* INPUT DATA *
PR #330, opened 2023-08-17
AA-190: restrict access to EntryPoint address

forshtat:


eip/EIPS/eip-4337.md
```diff
@@ -308,7 +308,7 @@ While simulating `userOp` validation, the client should make sure that:
    3. destination address must have code (EXTCODESIZE>0)
    4. cannot call EntryPoint's methods, except `depositFor` (to avoid recursion)
```
drortirosh: 1. the method is `depositTo`, not depositFor
2. allowed to access the fallback (empty calldata), which calls depositTo(msg.sender)

eip/EIPS/eip-4337.md
```diff
@@ -308,7 +308,7 @@ While simulating `userOp` validation, the client should make sure that:
...
 5. `EXTCODEHASH` of every address accessed (by any opcode) does not change between first and second simulations of the op.
-6. `EXTCODEHASH`, `EXTCODELENGTH`, `EXTCODECOPY` may not access address with no code.
+6. `EXTCODEHASH`, `EXTCODELENGTH`, `EXTCODECOPY` may not access the EntryPoint contract address or an address with no deployed code.
```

* EXERCISE DESCRIPTION *
Among the entries, how many lines carry "EntryPoint"? Reply with a number and nothing else.

* ANSWER FOR THIS EXERCISE *
3